──────── Extracted records ────────
Issue #87, opened 2025-03-26
Merge Similar Flux Functions


hdelongueville:
There are several functions and files related to flux time series and flux maps that share similar functionality. To reduce redundancy, consolidate or merge these similar functions into a single 'flux' function.

- [ ] Merge and optimize `fluxy.operators.flux_map_resample.py` and `fluxy.operators.flux_timeseries_resample.py` to a single file `fluxy.operators.flux_resample.py`. (e.g. using .groupby instead of .resample?)
- [x] Split `fluxy.operators.flux_prepare_map_data.prepare_data` to a new function `fluxy.operators.align_dataset.align_model` and a new function in `fluxy.operators.flux_combine.py`
- [x] Rename `fluxy.operators.flux_prepare_map_data.py` to `fluxy.operators.flux_map_diff.py`

hdelongueville:
`flux_combine.py` has two similar functions `combine_dataset` and `combine_map_dataset`. `combine_dataset`, which is currently flux timeseries specific, should be modified to be flexible enough to be merged with `combine_map_dataset`.

PR #157, opened 2025-07-09
Update flux map to plot only active sites and include flux uncertainties

### LINKED ISSUE #153: Use sites list from concentration files in flux maps
Currently, the list of sites to be plotted on the flux maps is extracted from the `sites` attribute in the flux NetCDF file via the `get_sites_coordinates` function. If the sites attribute is missing, an alternative list from another NetCDF file is used, when available.

Since the sites attribute is not mandatory, the `add_sites=True` option only works when using InTEM, which includes the sites attribute. To improve flexibility, a new option allows `get_sites_coordinates` to accept a `fallback_sites` list.

An additional potential enhancement would be to extract site information from the concentration NetCDF, for which this info is mandatory. This file is read during the read_model_output call. The site information could then be stored as an attribute and passed forward, with `slice_flux` adjusted to include only sites that were "active" during the specified time period.

hdelongueville:
**Summary**
This PR updates the flux mapping workflow to:

- Include only active observation sites in the map
- Resample flux datasets rather than averaging
- Prepare for displaying flux error reduction in maps --> THIS PART HAS BEEN ABORTED BECAUSE THIS METRIC HAS BEEN FOUND UNSUITABLE

**Changes**

1. Add `sites` variable to flux dataset
- The `read_model_output` function can now also read the concentration file when `file_type="flux"` and `add_sites_to_flux=True`.
- This adds a new sites variable to the flux dataset, used for plotting active sites.
- `add_sites_to_flux` default is `False` to avoid unnecessary file reads for country-level plots.
- New function added: `fluxy.io.add_sites_var`

2. Switch from averaging to resampling for flux maps

- Changed time/model "averaging" of fluxes to proper resampling.
- The `sites` variable is now grouped (not averaged) to include all active sites across models/periods.
- Uncertainty resampling now mirrors the method used in `flux_timeseries_resample.calculate_resampled_uncertainty`, enabling future uncertainty map plots.
- Reorganised `flux_map.py` to remove any calculation from the plotting loop.
- New functions added:
`fluxy.plots.utils.get_active_sites_coordinates`
`fluxy.operators.flux_map_diff.make_diff_ds`
`fluxy.operators.flux_map_resample.group_sites`
`fluxy.operators.flux_map_resample.calculate_resampled_uncertainties`
`fluxy.operators.flux_map_resample.calculate_resampled_flux`
`fluxy.operators.flux_map_resample.calculate_resampled_dataset`

- [x] Close #153 

3. Plot map uncertainties --> ABORTED

4. Cleanup
- [x] Depracate `fluxy.plots.utils.get_sites_coordinates`
- [x] Depracate `fluxy.plots.operators.flux_map_resample.get_flux_mean`
- [x] Apply black formatter
- [x] Update Notebook
- [x] Update Annexes
- [x] Update tests


hdelongueville:
I still need to 
- remove depracated `fluxy.plots.utils.get_sites_coordinates` and `fluxy.plots.operators.flux_map_resample.calculate_flux_mean`
- apply black formatter 
- update the annexes with `add_sites_to_flux`

I was planning to do this after your review.

Also, note that the restructuring for plotting the error reduction is no longer strictly necessary. However, I kept some of the changes because they result in cleaner code. At least now fluxy is better prepared for future error map implementations.

hdelongueville:
fluxy/tests/test_io.py is failing at test_read_mf but I don't know why as I haven't changed anything to this part of the code. 

Could it be related to this comment?
"This test fails sometimes when runned wil all the other tests because of a xarray cache problem"

If so, how can I overcome this?

lionel42:
> fluxy/tests/test_io.py is failing at test_read_mf but I don't know why as I haven't changed anything to this part of the code.
> 
> Could it be related to this comment? "This test fails sometimes when runned wil all the other tests because of a xarray cache problem"
> 
> If so, how can I overcome this?

Yes definitely, i have changed the netcdf reader to one that is thread safe, now you should not have this wierd issue anymore.

fluxy/operators/flux_map_resample.py
```diff
@@ -5,67 +5,188 @@
...
+#         )
+
+#         if season not in seasonal_means.season.values:
+#             raise ValueError(f"Season '{season}' not found in the dataset.")
+
+#         ds_output = seasonal_means.sel(season=season)
+#     ds_output.attrs["start_date"] = data.time.values.min()
+#     ds_output.attrs["end_date"] = data.time.values.max()
+
+#     return ds_output
```
lionel42: Just one comment, because i saw you removed the test for this function.

It is not a good idea to remove a function. As I understand, you removed it because you implemented the same capabilities in another function.
If people start to write scripts with the `calculate_mean_flux` their scripts won't work any more

In this case I would reimplement the `calculate_mean_flux` function by calling the new function you created (and keep the test ;) ).

lionel42:
@hdelongueville  Can you also request a copilot review ? In my experience it helps quite a lot to have a first review at the code.

fluxy/operators/flux_map_resample.py
hdelongueville: That's a very good point, thanks!

hdelongueville: I've also renamed some functions, should I make a note of the changes?
e.g. `average_over_months` --> `resample_over_months` bcs this function is not only doing averaging anymore and thought the old name was misleading.

lionel42: Good question 

in case the function has a confusing name and we want to remove it, we should deprecate it.
this means that anyone using the function will get a deprecation warning message:

You can implement something like this.
```
def new_function(x, y):
    return x + y

def old_function(x, y):
    warnings.warn(
        "'old_function' is deprecated...",
        DeprecationWarning,
        stacklevel=2  # <- points to the user's call site
    )

    return new_function(x, y)
```

hdelongueville: That's good info, thanks!

hdelongueville:
> @hdelongueville Can you also request a copilot review ? In my experience it helps quite a lot to have a first review at the code.

I think I need Copilot Premium to do that, which I don't have unfortunately.

lionel42:
> > @hdelongueville Can you also request a copilot review ? In my experience it helps quite a lot to have a first review at the code.
> 
> I think I need Copilot Premium to do that, which I don't have unfortunately.

I did it for you ;) 
In case you are interested, they give free licences for academics. 

You can go though the comments and see which ones make sense to you

hdelongueville:
Thanks! I think the PR is ready now. :)

fluxy/operators/flux_map_resample.py
```diff
@@ -25,30 +29,151 @@ def get_flux_mean(
...
+
+    Returns:
+        xr.DataArray: 
+            Flux averaged over each group.
+    """
+    da = flux.groupby(groups).mean(dim="time", keep_attrs=True)
+
+    return da
+
+def calculate_resampled_uncertainties(
```
hdelongueville, line 66: As brought in a discussion with Alex, I should add the option to resample the uncertainties by calculating the mean. Similarly to what is done for country fluxes, with the option resample_uncert_correlation = False #If True, uses mean uncertainty during resampling, if False, recalculates uncertainty assuming no correlation.

hdelongueville: Ideally, we'd have to join flux_timeseries_resample and flux_map_resample (see https://github.com/openghg/fluxy/issues/87) because some functions are doing the same thing but with different format inputs. That's for a futur PR..

fluxy/io.py
```diff
@@ -792,3 +802,91 @@ def edit_vars_and_attributes(
...
+            Dictionary with settings read from json file.
+
+    Returns:
+        ds_flux (xarray dataset):
+            xarray dataset with a new 'sites' variable added if the concentration
+            file exists. If not, returns the original ds_flux unchanged.
+    """
+
+    # Derive the path for the concentration file
+    filepath_conc = filepath_flux.with_name(filepath_flux.stem + '_concentrations.nc')
```
lionel42: I think it is possible in the format that  the flux file ends with `_flux`  or with nothing.
This works only if the flux file ends with nothing right ?

fluxy/io.py
```diff
@@ -792,3 +802,91 @@ def edit_vars_and_attributes(
...
+        valid_times = ds_conc["time"].where(mask, drop=True)
+
+        if frequency == "yearly":
+            mf_keys = valid_times.dt.year.values
+        elif frequency == "monthly":
+            mf_keys = list(zip(valid_times.dt.year.values, valid_times.dt.month.values))
+            mf_keys = np.array(mf_keys, dtype=[('year', 'i4'), ('month', 'i4')])
+
+        # Mark time steps in flux where observations from this site exist
+        sites.sel(platform=site)[:] = np.isin(flux_keys, mf_keys).astype(int)
```
lionel42: Don't use sel when assigning values. Use loc or where.
(see warning there: https://docs.xarray.dev/en/latest/generated/xarray.DataArray.sel.html)

tests/test_io.py
```diff
@@ -17,8 +17,10 @@ def test_read_flux(model):
 
     period = "yearly"
 
+    add_sites_to_flux = True
+
     ds_all_flux = read_model_output(
-        data_dir, "flux", species, [model], config_data, period=period
+        data_dir, "flux", species, [model], config_data, period=period, add_sites_to_flux=add_sites_to_flux
```
lionel42: Would be nice to keep the test also with `add_sites_to_flux = False`

tests/test_plots.py
```diff
@@ -52,7 +53,7 @@
     )
 else:
     ds_all_flux = read_model_output(
-        data_dir, "flux", species, models, config_data, period=period
+        data_dir, "flux", species, models, config_data, period=period, add_sites_to_flux=add_sites_to_flux
     )
```
lionel42: Also here, keep the test with `add_sites_to_flux = False`.
Usually when you use tests like this, you don't modify the previous tests, but simply add new ones with the new features.
The goal is to preserve backward compatibility.

scripts/PARIS_inversion_results.ipynb
```diff
@@ -810,7 +811,7 @@
    "name": "python",
    "nbconvert_exporter": "python",
    "pygments_lexer": "ipython3",
-   "version": "3.10.6"
+   "version": "3.13.1"
```
lionel42: avoid changing notebooks metatdata

scripts/PARIS_inversion_results.ipynb
```diff
@@ -74,7 +74,7 @@
     "presentation_mode = False\n",
     "\n",
     "### Group the models of interest in meaningful experiment names \n",
-    "experiments = {'std_run'       :['InTEM_NAME_EUROPE_EDGAR_std','ELRIS_NAME_EUROPE_EDGAR_std','RHIME_NAME_EUROPE_EDGAR_std'],\n",
+    "experiments = {'std_run'       :['InTEM_NAME_EUROPE_EDGAR', 'ELRIS_NAME_EUROPE_EDGAR', 'RHIME_NAME_EUROPE_EDGAR'],\n",
```
lionel42: Why change this ? We had an issue discussing this problem #160 , maybe a separate PR would be more appropriate

fluxy/test_utils/models.py
```diff
@@ -27,6 +27,7 @@ def get_loaded_models(
         species="hfc134a",
         models=test_models,
         config_data=config_data,
+        add_sites_to_flux = True,
```
lionel42: Same comment as for the test files, better not change exisiting tests

fluxy/operators/flux_combine.py
```diff
@@ -37,24 +37,42 @@ def combine_dataset(
...
+            p0 = v.isel(percentile=0).min(dim="model", keep_attrs=True)
+            p1 = v.isel(percentile=1).max(dim="model", keep_attrs=True)
+            ds_combined[var] = xr.concat([p0, p1], dim="percentile", combine_attrs="override")
+
+        elif var == "sites" and dims == {"time", "platform"}:
+            ds_combined[var] = v.any(dim="model", keep_attrs=True).astype(int)
+
+        elif "time" in dims:
+            ds_combined[var] = v.mean(dim="model", keep_attrs=True)
+
```
lionel42: In this version, it seems that some variables might not be given in the output. (no else condition)

lionel42: Also you could reduce some duplicate code by specifying the kwargs only once

fluxy/operators/flux_map_resample.py
lionel42, line 1: This resample file has many function which are very similar (resample over a time period).

It would be nice to simplify them in a way that we keep only the one function in the file which decide which of the others to call.

However this seems to be a lot of work that should be done in a separate PR.

lionel42 (changes requested):
Few changes needed for the code.

Make sure you keep the tests with the old parameters and add new ones, instead of modifying the old version

fluxy/io.py
hdelongueville: Yes it only works if the flux file ends with nothing.
I don't think the filename convention allows for flux files to end with `_flux` though.

hdelongueville: @melodb do you know if flux filename ending with _flux is allowed?

melodb: No. Even though I don't like it, currently the flux file should end with nothing and the concentration file should end with "_concentration".

tests/test_plots.py
hdelongueville: Does it mean I need to duplicate the test and add the new option?
Can I not use @pytest.mark.parametrize("add_sites_to_flux", [True, False]) or best behaviour is to "duplicate"?

lionel42: You are right, parametrize would be a very elegant option.

hdelongueville: Actually, this test_plots.py file is a bit painful to work with pytest with all the global variables in it. Using pytest would need to modify most of the functions..

I'd like to set something like
@pytest.mark.parametrize("add_sites_to_flux, add_sites", [(True, True),(False, False)])
but the issue is that add_sites_to_flux needs to be called in read_model_output which is outside a function. 

Do you know if there is a simple way to do this?
 
If not, I'll just define ds_all_flux_with_sites = read_model_output(
        data_dir, "flux", species, models, config_data, period=period, add_sites_to_flux=True
    )

fluxy/operators/flux_combine.py
hdelongueville: > In this version, it seems that some variables might not be given in the output. (no else condition)

Indeed, I don't include variables which don't have a time dimension. I've added a logger.info message to specify if a variable has been excluded when combining datasets over time.

hdelongueville: > Also you could reduce some duplicate code by specifying the kwargs only once

Thanks for the advice! I’m not in the habit of using kwargs, but I’ll try to use them more often.

scripts/PARIS_inversion_results.ipynb
hdelongueville: This change happened without me noticing.
Is there a way to avoid changing notebooks metadata "unintentionally"?

fluxy/plots/flux_map.py
```diff
@@ -118,48 +124,62 @@ def plot_flux_map(
...
+        try:
+            sites_info = (
+                get_active_sites_coordinates(ds, config_data, fallback_sites) if add_sites else ""
+            )
+        except Exception as e:
+            raise RuntimeError(
+                "Failed to get active sites coordinates. "
+                "Check that `add_sites_to_flux` is True in `read_model_output` "
+                "or that a `fallback_sites` list is provided in `plot_flux_map`."
+            ) from e
```
melodb: Is this try/except block needed? It seems to me that the main problems are already checked inside get_active_sites_coordinates

melodb (approved):
I left only a small comment. Thank you for all this effort! I confess that I don't really follow all the post-processing needed for the flux maps, but it seems very organized :)
I tested the notebook and it is working fine.

fluxy/plots/flux_map.py
hdelongueville: Yes, you're totally right! I've removed it.

scripts/PARIS_inversion_results.ipynb
lionel42: Yes, this is done automatically in vscode by the python extension.

Usually when you add the files to the commit, you can see which changes were done and revert the changes before committing. 
Maybe there is an option to force vscode to not change this, but I don't know it.

tests/test_plots.py
lionel42: My bad, I think I haven't read properly where this is applied.

Since this is a change in the global variables, I would keep things as they are and simply add new tests. 

* one test in io for the add_sites_to_flux option
* one new test for the plot, where you can load the data directly in the function 
* revert the original test code to what it was, so we don't change existing tests

I know that this might create duplicates and very similar code, but for unit tests it is generally not a problem.

hdelongueville: Thanks for your reply! I just have one comment/question. In the original test, there is the option add_sites = True which will now fail. I could add a fallback list of sites so that it works almost like before, or I could set add_sites = False, but that would mean slightly changing the test.

lionel42: that is the goal of the test, you have to make it pass without changing the inputs ;) 

Think that the behaviour should be the same as the one before you implemented the new option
────────
| Assigned task |
From the entries above, collect every line with the string "given" in it.

| Response to this exercise |
lionel42: In this version, it seems that some variables might not be given in the output. (no else condition)
hdelongueville: > In this version, it seems that some variables might not be given in the output. (no else condition)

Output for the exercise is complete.